■ **Given entries**
☆ ☆ ☆
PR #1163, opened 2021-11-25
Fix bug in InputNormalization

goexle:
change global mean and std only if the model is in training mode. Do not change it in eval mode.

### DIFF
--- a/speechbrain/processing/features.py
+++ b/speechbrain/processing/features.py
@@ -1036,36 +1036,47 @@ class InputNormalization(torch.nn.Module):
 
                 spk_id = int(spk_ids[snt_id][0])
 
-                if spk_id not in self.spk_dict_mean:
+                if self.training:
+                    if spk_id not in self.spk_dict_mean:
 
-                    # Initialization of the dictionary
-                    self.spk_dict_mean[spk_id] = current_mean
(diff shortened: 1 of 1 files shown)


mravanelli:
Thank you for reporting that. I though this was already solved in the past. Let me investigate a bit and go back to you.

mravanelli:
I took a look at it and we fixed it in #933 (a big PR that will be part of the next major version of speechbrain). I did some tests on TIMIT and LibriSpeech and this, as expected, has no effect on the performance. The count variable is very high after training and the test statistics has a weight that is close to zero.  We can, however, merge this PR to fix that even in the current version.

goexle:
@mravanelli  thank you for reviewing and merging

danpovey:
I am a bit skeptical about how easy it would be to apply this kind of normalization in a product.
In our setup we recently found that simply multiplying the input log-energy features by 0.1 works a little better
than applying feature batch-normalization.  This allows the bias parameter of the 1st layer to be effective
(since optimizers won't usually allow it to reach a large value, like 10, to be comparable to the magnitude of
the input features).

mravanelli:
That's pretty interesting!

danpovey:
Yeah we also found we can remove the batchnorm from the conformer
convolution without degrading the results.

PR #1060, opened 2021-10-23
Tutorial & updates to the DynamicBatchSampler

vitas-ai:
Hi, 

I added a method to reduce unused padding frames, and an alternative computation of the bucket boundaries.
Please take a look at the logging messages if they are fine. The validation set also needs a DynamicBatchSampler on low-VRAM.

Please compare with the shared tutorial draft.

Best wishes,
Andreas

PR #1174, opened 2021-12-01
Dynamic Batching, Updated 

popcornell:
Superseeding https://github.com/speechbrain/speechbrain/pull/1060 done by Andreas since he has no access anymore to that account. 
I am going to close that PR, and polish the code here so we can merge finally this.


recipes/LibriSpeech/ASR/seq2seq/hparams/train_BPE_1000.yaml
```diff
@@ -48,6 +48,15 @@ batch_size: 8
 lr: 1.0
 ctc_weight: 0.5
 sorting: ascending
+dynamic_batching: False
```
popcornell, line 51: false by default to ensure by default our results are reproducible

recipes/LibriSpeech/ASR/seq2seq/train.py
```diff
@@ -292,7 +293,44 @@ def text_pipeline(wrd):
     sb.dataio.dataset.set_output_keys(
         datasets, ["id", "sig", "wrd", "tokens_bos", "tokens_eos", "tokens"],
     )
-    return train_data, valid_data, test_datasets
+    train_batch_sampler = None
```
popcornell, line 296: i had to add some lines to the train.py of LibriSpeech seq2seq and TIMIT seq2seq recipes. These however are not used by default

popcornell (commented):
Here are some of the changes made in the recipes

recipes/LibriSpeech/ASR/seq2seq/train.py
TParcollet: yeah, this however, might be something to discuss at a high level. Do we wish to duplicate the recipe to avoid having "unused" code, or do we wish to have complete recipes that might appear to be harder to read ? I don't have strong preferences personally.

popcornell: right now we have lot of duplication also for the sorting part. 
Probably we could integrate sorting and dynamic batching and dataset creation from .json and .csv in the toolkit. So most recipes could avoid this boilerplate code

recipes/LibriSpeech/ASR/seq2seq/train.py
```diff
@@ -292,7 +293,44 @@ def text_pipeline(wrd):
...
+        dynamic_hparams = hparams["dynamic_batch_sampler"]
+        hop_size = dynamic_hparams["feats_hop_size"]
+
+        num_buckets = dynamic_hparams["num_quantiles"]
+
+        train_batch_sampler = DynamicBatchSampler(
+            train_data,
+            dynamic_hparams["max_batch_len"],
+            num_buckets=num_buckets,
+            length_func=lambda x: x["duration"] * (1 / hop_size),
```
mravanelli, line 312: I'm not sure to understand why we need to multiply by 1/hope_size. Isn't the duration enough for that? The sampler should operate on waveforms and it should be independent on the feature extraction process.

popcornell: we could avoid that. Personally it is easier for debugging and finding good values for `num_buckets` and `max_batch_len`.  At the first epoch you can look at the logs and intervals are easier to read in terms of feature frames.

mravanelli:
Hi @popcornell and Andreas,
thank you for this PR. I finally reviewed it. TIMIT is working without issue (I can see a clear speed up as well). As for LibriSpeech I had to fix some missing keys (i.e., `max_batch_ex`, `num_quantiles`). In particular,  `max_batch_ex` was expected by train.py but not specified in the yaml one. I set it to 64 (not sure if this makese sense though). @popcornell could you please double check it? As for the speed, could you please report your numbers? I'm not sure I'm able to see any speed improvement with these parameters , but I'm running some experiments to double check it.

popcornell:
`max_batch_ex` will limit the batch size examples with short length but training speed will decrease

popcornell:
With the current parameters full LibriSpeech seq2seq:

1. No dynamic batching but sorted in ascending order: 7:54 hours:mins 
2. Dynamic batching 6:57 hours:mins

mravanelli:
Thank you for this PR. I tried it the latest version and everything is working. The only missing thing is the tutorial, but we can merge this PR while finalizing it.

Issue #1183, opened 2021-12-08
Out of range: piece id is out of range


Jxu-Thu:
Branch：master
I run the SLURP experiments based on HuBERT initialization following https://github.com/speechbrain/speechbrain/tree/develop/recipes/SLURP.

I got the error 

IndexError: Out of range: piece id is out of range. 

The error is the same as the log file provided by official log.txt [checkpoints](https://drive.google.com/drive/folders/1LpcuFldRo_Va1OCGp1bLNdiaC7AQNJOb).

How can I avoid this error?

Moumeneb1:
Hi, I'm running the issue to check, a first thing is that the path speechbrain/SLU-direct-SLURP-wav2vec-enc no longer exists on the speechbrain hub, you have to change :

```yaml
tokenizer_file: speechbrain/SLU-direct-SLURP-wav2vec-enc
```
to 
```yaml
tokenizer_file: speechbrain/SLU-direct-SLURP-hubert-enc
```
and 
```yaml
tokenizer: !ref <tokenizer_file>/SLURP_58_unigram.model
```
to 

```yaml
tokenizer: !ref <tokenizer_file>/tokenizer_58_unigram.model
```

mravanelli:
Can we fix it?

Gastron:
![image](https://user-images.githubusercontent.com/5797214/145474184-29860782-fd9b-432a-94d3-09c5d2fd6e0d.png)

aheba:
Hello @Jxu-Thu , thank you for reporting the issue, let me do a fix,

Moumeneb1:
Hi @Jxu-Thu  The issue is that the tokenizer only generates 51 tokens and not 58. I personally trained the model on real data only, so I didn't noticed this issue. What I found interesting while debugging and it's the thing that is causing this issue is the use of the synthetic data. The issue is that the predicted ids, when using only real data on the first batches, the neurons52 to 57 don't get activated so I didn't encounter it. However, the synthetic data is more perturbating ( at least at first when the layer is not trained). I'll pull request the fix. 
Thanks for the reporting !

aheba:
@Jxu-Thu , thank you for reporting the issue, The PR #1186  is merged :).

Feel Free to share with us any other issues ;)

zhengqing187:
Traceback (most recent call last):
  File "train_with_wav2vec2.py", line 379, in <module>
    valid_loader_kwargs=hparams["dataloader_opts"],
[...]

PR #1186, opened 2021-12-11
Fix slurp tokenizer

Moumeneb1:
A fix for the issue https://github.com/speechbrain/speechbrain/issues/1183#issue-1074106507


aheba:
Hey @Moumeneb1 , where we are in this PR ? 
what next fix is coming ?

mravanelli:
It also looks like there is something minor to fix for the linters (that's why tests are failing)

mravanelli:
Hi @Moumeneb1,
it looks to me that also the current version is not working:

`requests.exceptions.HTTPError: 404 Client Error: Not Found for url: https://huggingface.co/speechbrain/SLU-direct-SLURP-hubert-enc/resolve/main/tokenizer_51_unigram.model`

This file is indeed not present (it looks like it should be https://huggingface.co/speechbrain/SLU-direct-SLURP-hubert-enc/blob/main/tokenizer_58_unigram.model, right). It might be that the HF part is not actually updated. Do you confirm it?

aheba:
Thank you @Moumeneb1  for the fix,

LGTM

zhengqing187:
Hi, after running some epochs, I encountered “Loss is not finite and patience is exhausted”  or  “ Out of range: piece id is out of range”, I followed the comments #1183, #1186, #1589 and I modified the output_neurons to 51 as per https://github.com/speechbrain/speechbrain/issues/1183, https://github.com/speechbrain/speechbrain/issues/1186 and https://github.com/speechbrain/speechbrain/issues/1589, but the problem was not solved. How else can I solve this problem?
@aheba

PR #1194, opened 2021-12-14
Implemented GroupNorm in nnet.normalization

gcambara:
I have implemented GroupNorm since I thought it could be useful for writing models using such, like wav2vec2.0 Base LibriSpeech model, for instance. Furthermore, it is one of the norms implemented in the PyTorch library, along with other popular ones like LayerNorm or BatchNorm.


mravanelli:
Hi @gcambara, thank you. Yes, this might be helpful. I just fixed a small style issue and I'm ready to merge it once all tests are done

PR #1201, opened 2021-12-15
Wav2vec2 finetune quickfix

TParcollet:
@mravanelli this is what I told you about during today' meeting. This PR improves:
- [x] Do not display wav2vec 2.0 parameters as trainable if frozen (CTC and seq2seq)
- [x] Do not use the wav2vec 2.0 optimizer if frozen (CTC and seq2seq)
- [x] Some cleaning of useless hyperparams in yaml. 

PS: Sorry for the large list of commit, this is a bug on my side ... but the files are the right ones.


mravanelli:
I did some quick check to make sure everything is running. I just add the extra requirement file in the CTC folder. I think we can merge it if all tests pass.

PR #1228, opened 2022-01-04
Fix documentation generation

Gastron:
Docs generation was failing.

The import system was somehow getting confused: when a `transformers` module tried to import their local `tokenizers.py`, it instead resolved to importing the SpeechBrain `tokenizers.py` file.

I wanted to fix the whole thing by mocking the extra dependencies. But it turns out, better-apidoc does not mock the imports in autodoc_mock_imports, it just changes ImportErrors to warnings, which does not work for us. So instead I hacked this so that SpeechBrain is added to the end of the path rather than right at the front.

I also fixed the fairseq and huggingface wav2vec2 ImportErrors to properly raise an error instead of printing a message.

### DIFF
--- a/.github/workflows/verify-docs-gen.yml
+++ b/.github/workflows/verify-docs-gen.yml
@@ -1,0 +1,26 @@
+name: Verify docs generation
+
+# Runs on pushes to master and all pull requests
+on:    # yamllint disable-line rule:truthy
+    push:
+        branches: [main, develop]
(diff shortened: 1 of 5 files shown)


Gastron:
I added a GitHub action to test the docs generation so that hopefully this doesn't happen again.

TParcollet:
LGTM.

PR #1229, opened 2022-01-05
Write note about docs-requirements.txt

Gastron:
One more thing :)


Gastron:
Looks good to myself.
☆ ☆ ☆
From the data above, copy each line with the string "ones" in it.

I have implemented GroupNorm since I thought it could be useful for writing models using such, like wav2vec2.0 Base LibriSpeech model, for instance. Furthermore, it is one of the norms implemented in the PyTorch library, along with other popular ones like LayerNorm or BatchNorm.
PS: Sorry for the large list of commit, this is a bug on my side ... but the files are the right ones.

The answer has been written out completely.